Nikah Tanpa Cinta - Bab 422 Menunggu Kabar

Ivana Hua menyuruh karyawannya untuk mengantarkan kopi ke aku, aku menghabiskannya, kemudian tidak beranjak pergi.

Dia menyuruh mengantarkan secangkir kopi lagi, aku menghabiskannya, dan tetap masih tidak beranjak pergi.

Kali ini dia gelisah, "Kamu masih tidak pergi? Aku di sini masih mau kerja."

Aku bilang tidak ada tempat yang bisa kudatangi, aku mau menunggu kabar di sini.

Ivana Hua mengerutkan dahi, "Aku akan memberitahu kamu kalau ada kabar, aku tidak leluasa untuk bekerja kalau kamu di sini."

Aku bilang tidak apa-apa, aku hanya akan duduk dan diam. Kamu lakukan saja apa yang seharusnya dikerjakan, tidak perlu terpengaruh oleh aku.

"Bukan begitu, kalau kamu di sini, bagaimana aku bisa fokus bekerja? Sudah kubilang aku akan memberitahu kamu kalau ada kabar."

Tapi aku masih tidak berkutik. Aku punya pemikiranku sendiri. Aku merasa kalau Yulianto Hua benar-benar pergi ke Amerika sendiri, dia pasti akan pamit dengan dua orang, satu adalah Hendra Hua yang sedang koma, satunya lagi adalah Ivana Hua.

Dua orang ini adalah keluarga dekatnya, kalau dia akan bepergian jauh serta tidak tahu kapan pulangnya, dia pasti akan datang mengunjungi dua orang ini.

Jadi aku menunggu di sini, siapa tahu dia ke sini, jadi aku bisa langsung menemuinya.

Ivana Hua juga orang yang cerdas, dengan cepat dia sudah mengerti pemikiranku. "Kamu berpikir Yulianto Hua akan ke sini? Jadi kamu mau menunggu di sini?"

Kalau memang dia sudah bisa menebak, aku pun tidak perlu mengelak, hanya bisa tersenyum paksa.
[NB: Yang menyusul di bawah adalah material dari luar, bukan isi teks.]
PR #673, opened 2023-04-07
Fix Chat layout [sc-4853]

mpellerin42:


libs/search-widget/src/components/answer/Answer.svelte
```diff
@@ -5,28 +5,38 @@
...
   export let rank = 0;
+  export let hideFeedback = false;
   let text = '';
+  let innerWidth = window.innerWidth;
 
+  const dispatch = createEventDispatcher();
   const NEWLINE = new RegExp(/\n/g);
-
   $: text = answer.text?.replace(NEWLINE, '<br>') || '';
+  $: isMobile = innerWidth < 448;
```
ebrehault, line 18: next time we need this somehwere, it should be in a `utils`

ebrehault (approved):

libs/search-widget/src/components/answer/Answer.svelte
ebrehault: the method

PR #163, opened 2015-02-09
CB-8448 Add support for "activities" field in FirefoxOS manifest.webapp

AxelNennker:
See https://issues.apache.org/jira/browse/CB-8448


zalun:
Isn't it already sorted?

AxelNennker:
This PR was replaced by #172

PR #164, opened 2015-02-11
CB-8123 Plugin references can target specific windows platforms.

TimBarham:
Adds support for `target`, `versions` and `arch` attributes on `<lib-file>` and `<framework>` elements in the windows platform of plugin.xml. This allows plugin authors to target different references to different target platforms.

Also adds support for `src` attribute as an alias for the `Include` attribute on the `
<lib-file>` element (since `src` is documented, but `Include` is used by existing plugins).

Adds some tests to cover the new attributes. Updates existing plugin tests for windows8 platform to also test windows platform (left in windows8 tests to help verify backward compatibility with old windows8 platform).

As part of this change, refactored `jsproj` to `jsprojManager` to reflect the fact that, with the windows platform, this class now manages multiple jsproj files.

Broken into three commits to separate file renames from changes, so that git can successfully track the changes.


sgrebnov:
Reviewed and tested, LGTM :+1:

purplecabbage:
Thanks Tim! This is now merged, the mirror is just slow to update. This should close in a few minutes.

TimBarham:
Thanks Jesse!

stefangordon:
Great stuff! Any pointers on how users can easily install this via NPM now? I've only had success manually cloning the lib and cli repos and copying correct binaries.

PR #166, opened 2015-02-12
Save/Restore for plugins and platforms

gorkem:
I think this is a good point to merge these features.. It provides most of the functionality and frankly I am tired of rebasing/merging.

Several features implemented. 
1. Implements auto-restore for platforms and plugins on prepare. Platforms are only restore when a platforms is specifically requested.
2. Implements --save flag for cordova plugins add/rm
3. removes the old save and restore commands
4. removes the old tests for save and restore 

What is missing:
1. Switch to plugin tag on config.xml. ( Another PR is coming for that shortly)
2. tests for --save flag
3. tests for autorestore


omefire:
Cool feature list. reviewing this, :)

omefire:
if no version is specified for (e.g: cordova plugin add org.apache.cordova.device --save), we end up saving the current edge version (org.apache.cordova.device@0.2.13) into config.xml. I think no version specified means always get the 'latest' edge version, not pin (and get) the 'current' edge version.

Also, this behavior is different from how 'cordova platform add android --save' currently behaves.

I think we should not save the current edge version in this case, and upon restoring we restore the edge version instead.

omefire:
I think the 'saving to config.xml' should be moved into a separate function and called from here. this function is getting way too long to easily reason about it.

omefire:
'saving to config.xml' should happen after the plugin has been installed on the platforms. 
That way, if any error is encountered during the install, the config.xml does not get updated.
What do you think ?

omefire:
Hey @gorkem, I notice that --save covers add and remove. Are you going to send a pull request to handle the update case ? : 'cordova plugin update org.apache.cordova.device@3.5.0 --save'

omefire:
Hey @gorkem, I notice that --save covers add and remove. Are you going to send a pull request to handle the update case ? : 'cordova plugin update org.apache.cordova.device@3.5.0 --save'.

[IGNORE THIS COMMENT AS IT IS NOT APPLICABLE, there is no update for plugins]

omefire:
When the flag --save/autosave on, we should not be retrieving the version from config.xml.
For example,
    - config.xml contains org.apache.cordova.device@0.2.9
    - running 'cordova plugin add org.apache.cordova.device --save' results in org.apache.cordova.device@0.2.9 being saved into config.xml instead of org.apache.cordova.device. (with no version).

This means that the check on this line should be updated: https://github.com/apache/cordova-lib/blob/master/cordova-lib/src/cordova/plugin.js#L124

gorkem:
Save logic is a bit disorganized because I was expecting @omefire to implement it for plugins as well, so I have whipped up something. I will probably make another pass with the syntax change for plugins on config.xml. 
Here are some notes
* **no version on save:** The original save command implementation had a flag called -shrinkwrap that was used to indicate that you want to persist the version for the plugin to config.xml, without such a flag users need to know the plugin version beforehand to be able to pin. I am a bit conflicted about what to do without such a flag.

* ** retrieving the version from config.xml:** I have already added a check for this but I am failing to see how this feature is used. If an entry for a plugin already exists on config.xml, it will be restored (provided that this PR is applied) the moment that you try to do something useful with CLI (run,build, prepare, add another plugin) so the only way this feature will be executed is if you clone a project and try to add the plugin immediately before issuing any other commands.

omefire:
Also, we should probably save the plugin variables along with the version into config.xml, so that on prepare/restore, we don't fail.

gorkem:
sure... as long as there plugin install logic uses variables from config.xml, which does not.

omefire:
hmmm, it seems to me that during prepare, while restoring from config.xml, we do use variables from config.xml. so, we should save it during --save/autosave. Please, let me know if I'm missing something :
 
https://github.com/gorkem/cordova-lib/blob/a70ae2d0c3927cbb6bdb1dc214db469ea74086dd/cordova-lib/src/cordova/restore-util.js#L108

omefire:
What if a plugin install fails ? don't we want to continue with other plugins' install like we do for platforms ?
That way, we also handle platform-dependent plugins that are going to fail for certain platforms.

WDYT ?

cordova-lib/src/cordova/plugin.js
```diff
@@ -136,6 +135,35 @@ module.exports = function plugin(command, targets, opts) {
                         events.emit('verbose', 'Calling plugman.fetch on plugin "' + target + '"');
                         return plugman.raw.fetch(target, pluginsDir, { searchpath: searchPath, noregistry: opts.noregistry, link: opts.link, pluginInfoProvider: pluginInfoProvider});
                     })
+                    .then(function(dir){
+                      // save to config.xml
```
agrieve: please stick with a 4-space indent (used everywhere else)

cordova-lib/src/cordova/plugin.js
```diff
@@ -136,6 +135,35 @@ module.exports = function plugin(command, targets, opts) {
                         events.emit('verbose', 'Calling plugman.fetch on plugin "' + target + '"');
                         return plugman.raw.fetch(target, pluginsDir, { searchpath: searchPath, noregistry: opts.noregistry, link: opts.link, pluginInfoProvider: pluginInfoProvider});
                     })
+                    .then(function(dir){
+                      // save to config.xml 
+
+                      if(autosave || opts.save){
+                        var pluginInfo =  pluginInfoProvider.get(dir);
```
agrieve: Good chunk of code here. Would be appropriate for a helper method.

gorkem:
I think I have addressed the concerns with the latest. If everyone is cool with it, we should go ahead and merge them in.

omefire:
Reviewing latest changes ...

omefire:
you forgot to negate opts.save as well : if(!autosave && !opts.save && ...)

omefire:
when --save/autosave is on, we should be overriding what's in config.xml, like we do on the platform side : https://github.com/apache/cordova-lib/blob/master/cordova-lib/src/cordova/platform.js#L161

omefire:
what about the other options ? (opts).
shouldn't we pass them along to 'prepare' ?

danielcompton:
What is the command to run the restore command? I'm using cordova 4.3.0 and I get this message running restore:
```sh
$cordova restore
Cordova does not know restore; try `cordova help` for a list of all the available commands.
```

Looking at https://github.com/apache/cordova-cli/pull/209, the restore docs were removed. I can see code has been added in the Cordova lib repository but it doesn't seem to be working. Can we add documentation for running the restore? I assume it does work but I'm just calling it wrong.

Running `npm ls -g`

```sh
...
├─┬ cordova@4.3.0
│ ├─┬ cordova-lib@4.3.0
│ │ ├── bplist-parser@0.0.6
│ │ ├─┬ cordova-js@3.8.0
│ │ │ ├─┬ browserify@7.1.0
│ │ │ │ ├── assert@1.1.2
...
```

TimBarham:
I believe the decision was made not to implement `restore`, since it happens automatically on `prepare`.

gorkem:
correct. `restore` command is removed and restoration happens during `prepare`. You can call `cordova prepare` explicitly to get the similar results to `restore`.

PR #167, opened 2015-02-16
CB-8472 Can't find config.xml error installing platform after plugin.

TimBarham:
Recent changes to the process of adding a platform meant we were trying to trying to install plugins for the platform before we had called prepare() for the platform. Also, we were calling prepare() outside the loop that processes each platform, which meant the plaform local variable was not in scope, and we were passing a reference to a function called platform() to prepare() rather than a platform name.

Fixed this by moving the prepare() call back where it used to be - just before we install plugins.


TimBarham:
@agrieve could you take a look at this? It impacts on refactoring work you've recently done here.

"Kalau begitu tunggulah kamu di sini," Ivana Hua juga tidak mendesakku lagi.

Namun sampai akhirnya aku menunggu hingga sore pun Yulianto Hua tidak datang.
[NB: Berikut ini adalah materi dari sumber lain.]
PR #170, opened 2015-02-20
CB-8499 `cordova platform save` should save all currently installed platforms and their versions/git-url/folder-location into config.xml.

omefire:
CB-8499 `cordova platform save` should save all currently installed platforms and their versions/git-url/folder-location into config.xml.

### DIFF
--- a/cordova-lib/src/cordova/platform.js
+++ b/cordova-lib/src/cordova/platform.js
@@ -211,6 +211,19 @@ function savePlatformVersion(platformsDir, platform, version) {
     fs.writeFileSync(jsonPath, JSON.stringify(data, null, 4), 'utf-8');
 }
 
+function removePlatformVersion(platformsDir, platform){
+    var jsonPath = path.join(platformsDir, 'platforms.json');
+    if(!fs.existsSync(jsonPath)){
+        return;
+    }
+    var data = getJson(jsonPath);
+
+    // test: what if version is null ? non-null ?
+    delete data[platform]; //test: what if data[platform] is null? non-null?
+    // how does JSON.stringify() work ?
+    fs.writeFileSync(jsonPath, JSON.stringify(data, null, 4), 'utf-8');
+}
+
 function getJson(jsonPath) {  // jsonPath -> jsonFile  
     return JSON.parse(fs.readFileSync(jsonPath, 'utf-8'));
 }
@@ -311,8 +324,14 @@ function remove(hooksRunner, projectRoot, targets, opts) {
 		cfg.write();
 	    });
 	}
-    })
-    .then(function() {
+    }).then(function() {
+        // Remove targets from platforms.json
+        var platformsDir = path.join(projectRoot, 'platforms');
+        targets.forEach(function(target) {
+            events.emit('verbose', 'Removing ' + target + ' from platforms.json file ...');
+            removePlatformVersion(platformsDir, target);
+        });
+    }).then(function() {
         return hooksRunner.fire('after_platform_rm', opts);
     });
 }
--- a/cordova-lib/src/cordova/platform.js
+++ b/cordova-lib/src/cordova/platform.js
@@ -75,7 +75,8 @@ function addHelper(cmd, hooksRunner, projectRoot, targets, opts) {
 
     // The "platforms" dir is safe to delete, it's almost equivalent to
     // cordova platform rm <list of all platforms>
-    shell.mkdir('-p', path.join(projectRoot, 'platforms'));
+    var platformsDir = path.join(projectRoot, 'platforms');
+    shell.mkdir('-p', platformsDir);
 
     return hooksRunner.fire('before_platform_' + cmd, opts)
     .then(function() {
@@ -162,6 +163,8 @@ function addHelper(cmd, hooksRunner, projectRoot, targets, opts) {
                         return installPluginsForNewPlatform(platform, projectRoot, cfg, opts);
                     }
                 }).then(function() {
+                    savePlatformVersion(platformsDir, platform, version);
+                }).then(function() {
                     if(opts.save || autosave){
                         // Save target into config.xml, overriding already existing settings
                         events.emit('log', '--save flag or autosave detected');
@@ -176,6 +179,40 @@ function addHelper(cmd, hooksRunner, projectRoot, targets, opts) {
     }).then(function() {
         return hooksRunner.fire('after_platform_' + cmd, opts);
     });
+}
+
+// save the platform's installed or updated version
+// tests: add, update
+// 
+function savePlatformVersion(platformsDir, platform, version) {
+    debugger;
+    // if no version set, save current edge version
+    if(!version){
+        version = platforms[platform].version;
+    }
+
+    events.emit('verbose', 'saving ' + platform + '@' + version + ' into platforms.json');
+    
+    // test: what if platforms.json already contains this platform and version => override it
+    // test: what if platforms.json is empty ?
+    // test: what if platforms.json hasn't been created yet ? => create it and write into it
+    var jsonPath = path.join(platformsDir, 'platforms.json');
+    if(!fs.existsSync(jsonPath)){
+        // ugly. create in a better way
+        var fd = fs.openSync(jsonPath, 'w'); // test: what if there is an error while creating ? 
+        fs.writeFileSync(jsonPath, JSON.stringify({}, null, 4), 'utf-8');
+        fs.closeSync(fd);
+    }
+    var data = getJson(jsonPath);
+
+    // test: what if version is null ? non-null ?
+    data[platform] = version; //test: what if data[platform] is null? non-null?
+    // how does JSON.stringify() work ?
+    fs.writeFileSync(jsonPath, JSON.stringify(data, null, 4), 'utf-8');
+}
+
+function getJson(jsonPath) {  // jsonPath -> jsonFile  
+    return JSON.parse(fs.readFileSync(jsonPath, 'utf-8'));
 }
 
 // Downloads via npm or via git clone (tries both)
@@ -498,6 +535,8 @@ function platform(command, targets, opts) {
             return update(hooksRunner, projectRoot, targets, opts);
         case 'check':
             return check(hooksRunner, projectRoot);
+        //case 'save':
+            //return save(hooksRunner, projectRoot);
         default:
             return list(hooksRunner, projectRoot);
     }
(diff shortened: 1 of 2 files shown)


omefire:
@agrieve , @vladimir-kotikov  and @gorkem, please review.

cordova-lib/src/cordova/platform.js
```diff
@@ -158,6 +160,11 @@ function addHelper(cmd, hooksRunner, projectRoot, targets, opts) {
                         return installPluginsForNewPlatform(platform, projectRoot, cfg, opts);
                     }
                 }).then(function() {
+                    // Save platform@version into platforms.json. i.e: 'android@https://github.com/apache/cordova-android.git'
+                    // If no version was specified, save the edge version
+                    var versionToSave = version ? version : platforms[platform].version;
```
vladimir-kotikov: just a nitpick - there is no need for ternary operator, `version || platforms[platform].version` will work the same way

cordova-lib/src/cordova/platform.js
```diff
@@ -174,6 +181,24 @@ function addHelper(cmd, hooksRunner, projectRoot, targets, opts) {
     });
 }
 
+function save(hooksRunner, projectRoot, opts) {
+    var xml = cordova_util.projectConfig(projectRoot);
+    var cfg = new ConfigParser(xml);
+
+    // First, remove all platforms that are already in config.xml
+    cfg.getEngines().map(function(engine){
+        cfg.removeEngine();
```
vladimir-kotikov: Something strange here. `removeEngine` requires an engine Id param (https://github.com/apache/cordova-lib/blob/master/cordova-lib/src/configparser/ConfigParser.js#L404). Probably should be `cfg.removeEngine(engine.id);` instead.
Also `forEach` IMHO is more appropriate here than `map` here

cordova-lib/src/cordova/platform.js
```diff
@@ -174,6 +181,24 @@ function addHelper(cmd, hooksRunner, projectRoot, targets, opts) {
...
+    });
+
+    // Save installed platforms into config.xml
+    return platformMetadata.getPlatformVersions(projectRoot).then(function(platformVersions){
+        platformVersions.map(function(platVer){
```
vladimir-kotikov: `map` vs `forEach` again

cordova-lib/src/cordova/platform_metadata.js
```diff
@@ -0,0 +1,113 @@
...
+        if(exists){
+            return getPlatVersionsFromFile(platformsJsonFile);
+        }        
+        return getPlatVersionsFromFileSystem(projectRoot);
+    });
+}
+
+// Returns a promise
+function getPlatVersionsFromFile(platformsJsonFile){
+    var platformData = getJson(platformsJsonFile);
```
vladimir-kotikov: You may want to require JSON file directly: `var platformData = require(platformsJsonFile);`

cordova-lib/src/cordova/platform_metadata.js
```diff
@@ -0,0 +1,113 @@
...
+// Retrieves the platforms and their versions from the platforms.json file
+// Returns an array of {platform: platform, version: version} ...
+// ... where version could be '3.4.0', '/path/to/platform' or 'git://...'
+function getVersions(projectRoot) {
+    var platformsDir = path.join(projectRoot, 'platforms');
+    var platformsJsonFile = path.join(platformsDir, 'platforms.json');
+
+    // If the platforms.json file doesn't exist, retrieve versions installed
+    // In this case, we won't be able to know what source the platform came from
+    return Q.nfcall(fs.exists, platformsJsonFile).then(function(exists){
```
vladimir-kotikov: Due to [nodejs.org/api/fs.html](nodejs.org/api/fs.html#fs_fs_exists_path_callback)
> fs.exists() is an anachronism and exists only for historical reasons. There should almost never be a reason to use it in your own code.

Probably it is better to replace this with something like this:
```
return getPlatVersionsFromFile(platformsJsonFile)
.fail(function () {
    return getPlatVersionsFromFileSystem(projectRoot);
});
```

cordova-lib/src/cordova/platform_metadata.js
```diff
@@ -0,0 +1,113 @@
...
+    });
+
+    return Q(platformVersions);
+}
+
+// Returns a promise
+function getPlatVersionsFromFileSystem(projectRoot){
+    var platformVersions = [];
+    var platforms_on_fs = cordova_util.listPlatforms(projectRoot);
+    platforms_on_fs.map(function(platform){
```
vladimir-kotikov: `map` vs `forEach` again

cordova-lib/src/cordova/platform_metadata.js
omefire: @vladimir-kotikov , getting a 404 on the link

omefire: @vladimir-kotikov , getting a 404 on the link. anyway, thanks for the suggestion, modifying accordingly.

vladimir-kotikov: Sorry, my bad. Here is a proper link http://nodejs.org/api/fs.html#fs_fs_exists_path_callback

cordova-lib/src/cordova/platform.js
omefire: Thanks @vladimir-kotikov , nice catch. :)

cordova-lib/src/cordova/platform.js
omefire: Changed all the map into forEach. it's definitely better to use forEach with side-effecting operations.

omefire:
@vladimir-kotikov Thanks for reviewing, All your reviews have been addressed, please take another look.

vladimir-kotikov:
LGTM

gorkem:
Is platforms.json an existing file? Is it used anywhere else? I suspect that it is a new file and I am not sure if it is really needed

cordova-lib/src/cordova/platform_metadata.js
```diff
@@ -0,0 +1,102 @@
...
+    // If the platforms.json file doesn't exist, retrieve versions from platforms installed on the filesystem...
+    // ...Note that in this case, we won't be able to know what source(folder, git-url) the platform came from, we'll just use versions
+    return getPlatVersionsFromFile(platformsJsonFile).fail(function(){
+        return getPlatVersionsFromFileSystem(projectRoot);
+    });
+}
+
+// Returns a promise
+function getPlatVersionsFromFile(platformsJsonFile){
+    var platformData = require(platformsJsonFile);
```
nikhilkh: Why do a require to a data file? JSON.parse is better as it prevents arbitrary code from being loaded.

omefire:
@gorkem, yes platforms.json is a new file in the platforms directory. think of it as the equivalent of the .fetch.json file we have for plugins.

omefire:
I think this PR is ready to be merged in.

cordova-lib/src/cordova/platform_metadata.js
```diff
@@ -0,0 +1,102 @@
...
+
+// Returns a promise
+function getPlatVersionsFromFileSystem(projectRoot){
+    var platformVersions = [];
+    var platforms_on_fs = cordova_util.listPlatforms(projectRoot);
+    platforms_on_fs.forEach(function(platform){
+        var script = path.join(projectRoot, 'platforms', platform, 'cordova', 'version');
+        
+        // Use version script to retrieve installed version of the platform
+        var version = shelljs.exec(script).output;
```
agrieve: `shelljs.exec` is known to have poor performance and lead to EMFILE exceptions. Please use child_process.exec() instead

cordova-lib/src/cordova/platform_metadata.js
```diff
@@ -0,0 +1,102 @@
...
+    
+    return Q(platformVersions); 
+}
+
+// Saves platform@version into platforms.json
+function save(projectRoot, platform, version) {
+    var platformsDir = path.join(projectRoot, 'platforms');
+    var platformJsonFile = path.join(platformsDir, 'platforms.json');
+    if(!fs.existsSync(platformJsonFile)){
+        fs.writeFileSync(platformJsonFile, JSON.stringify({}, null, 4), 'utf-8');
```
agrieve: unless I'm missing something, you overwrite this file a few lines below. No need to write an empty file here.

cordova-lib/src/cordova/platform_metadata.js
```diff
@@ -0,0 +1,102 @@
...
+    }
+
+    var data = require(platformJsonFile);
```
agrieve: It's generally not very flexible to read and write a file in the same method. Better to have clients explicitly read, explicitly mutate (in memory), then explicitly write.

cordova-lib/src/cordova/platform_metadata.js
vladimir-kotikov: NodeJS actually doing JSON parsing when JSON file is required. See http://nodejs.org/api/modules.html#modules_file_modules and http://nodejs.org/api/modules.html#modules_all_together

agrieve: It is a bit confusing to use require() on non-app code though.

cordova-lib/src/cordova/platform_metadata.js
omefire: In case the 'platform.json' file doesn't exist, we have to create it first.
The alternative is to try and write to the file even when it doesn't exist, then handle the exception. 
I think this way is easier to reason about.

cordova-lib/src/cordova/platform_metadata.js
omefire: Thanks, noted. However, I think in this case, it wouldn't make sense to have this logic in the client `platform.js#addHelper` as it doesn't need to know the details of this operation.

cordova-lib/src/cordova/platform_metadata.js
agrieve: writing to a non-existing file should work fine. do you mean read from it?

You're already checking if it exists, so you might as well:

    var data = {}
    if (exists) {
        data = getJson();
    }

omefire: Thanks @agrieve ! ... slow day today. :)

omefire:
@agrieve , I addressed your comments. could you please take another look ?

omefire:
closing because this Pull Request has been merged in.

Aku rasa tebakkanku salah.

Mau tidak mau aku meninggalkan Chinese Medicine Museum dan pulang ke Maple Garden.

Baru saja sampai depan pintu, Yulianto Hua tiba-tiba menelepon. Hatiku yang cemas tiada tara baru mulai tenang.
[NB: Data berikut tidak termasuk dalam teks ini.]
PR #171, opened 2015-02-22
CB-7827: Allow user to specify android activity name

cjpearson:
This change adds an attribute to config.xml android-activityName that can be used to specify a custom activity name. If none is specified it will still default to MainActivity. See http://markmail.org/message/pj5ig4b54nk4l7dr for a discussion of this issue.

### DIFF
--- a/cordova-lib/src/cordova/platform.js
+++ b/cordova-lib/src/cordova/platform.js
@@ -521,7 +521,7 @@ function getCreateArgs(platDetails, projectRoot, cfg, template_dir, opts) {
     if (/android|ios/.exec(platDetails.platform) && semver.gt(platDetails.version, '3.3.0')) {
         args.push('--cli');
     }
-    
+
     var pkg = cfg.packageName().replace(/[^\w.]/g,'_');
     // CB-6992 it is necessary to normalize characters
     // because node and shell scripts handles unicode symbols differently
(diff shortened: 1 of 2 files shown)


cordova-lib/src/cordova/platform.js
```diff
@@ -521,19 +521,27 @@ function getCreateArgs(platDetails, projectRoot, cfg, template_dir, opts) {
...
     var pkg = cfg.packageName().replace(/[^\w.]/g,'_');
     // CB-6992 it is necessary to normalize characters
     // because node and shell scripts handles unicode symbols differently
     // We need to normalize the name to NFD form since iOS uses NFD unicode form
     var name = platDetails.platform == 'ios' ? unorm.nfd(cfg.name()) : cfg.name();
     args.push(output, pkg, name);
+
+    var activityName = cfg.android_activityName();
+    if (activityName && platDetails.platform === 'android') {
+        activityName = activityName.replace(/W/g, '');
```
agrieve: why not allow any Ws? did you mean `\W`?

cordova-lib/src/cordova/platform.js
```diff
@@ -521,19 +521,27 @@ function getCreateArgs(platDetails, projectRoot, cfg, template_dir, opts) {
...
+	args.push(activityName);
```
agrieve: We need this to continue to work for older versions of cordova-android. You should add this arg only if:

    semver.gte(platDetails.version, '4.0.0-dev')

cordova-lib/src/cordova/platform.js
cjpearson: Yup, typo there.

cordova-lib/src/cordova/platform.js
cjpearson: Thanks for the review. I'll add this.

cjpearson:
@agrieve I've addressed your comments, could you take another look? Thanks!

fredgalvao:
Shouldn't this be documented somewhere? It does not appear when I run `cordova help create` as a valid option.

faenschi:
Should this work with cordova 4.3.1? Nothing happens if I add android-activityName="MyName" to config.xml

"Ivory, sedang apa?" Suara Yulianto Hua begitu familiar.

"Mencari kamu seharian tapi tidak ketemu, jadi baru saja pulang. Kamu sedang apa? Kenapa bawa barang-barang keperluan yang lain? Kamu mau ke mana?"

"Aku di Hongkong sekarang, bersiap terbang ke Amerika dari sini. Ivory, aku merasa tetap tidak seharusnya membawa kamu pergi, kamu tinggal dulu di Shanghai, bantu aku menjaga keluarga itu."

Awalnya aku sudah kegirangan, tapi kalimat terakhirnya kemudian seolah mendorong aku ke jurang es.

"Apa kamu bilang? Kamu sudah di Hongkong? Kamu benar-benar meninggalkan aku sendirian?" Aku merasa bicaraku pun gemetaran.

"Maaf, kamu jangan sedih, kamu menetap di Shanghai dulu, tunggu aku sudah selesai berberes, baru aku jemput kamu." Ujar Yulianto Hua.

Hatiku semakin kecewa, aku merasa seperti djpermainkan. Semua yang ia katakan kepadaku sebelumnya itu bohong. Dari awal dia tidak berniat untuk membawa aku ke Amerika!

"Yulianto Hua, kamu sendiri yang bilang mau membawa aku ke Amerika, kalau kamu tidak bilang, aku juga tidak ada pemikiran seperti itu. Tapi sekarang kamu bilang ke aku kalau kamu pergi sendiri? Kalau kamu tidak ingin membawa aku, langsung kamu katakan saja, aku juga tidak akan mengikuti kamu terus, kenapa kamu membohongi aku?"

Yulianto Hua terdiam sejenak.

"Kenapa tidak bersuara? Apakah kamu sedang berpikir harus bagaimana menghadapi aku?" Ujarku dengan gusar.

"Bukan seperti itu. Awalnya aku memang mau membawa kamu pergi, tapi kemudian setelah aku pikir-pikir, kalau kita berdua pergi, maka rumah di Shanghai tidak ada orang lagi, jadi aku berharap untuk sementara kamu membantuku menjaga rumah di sana."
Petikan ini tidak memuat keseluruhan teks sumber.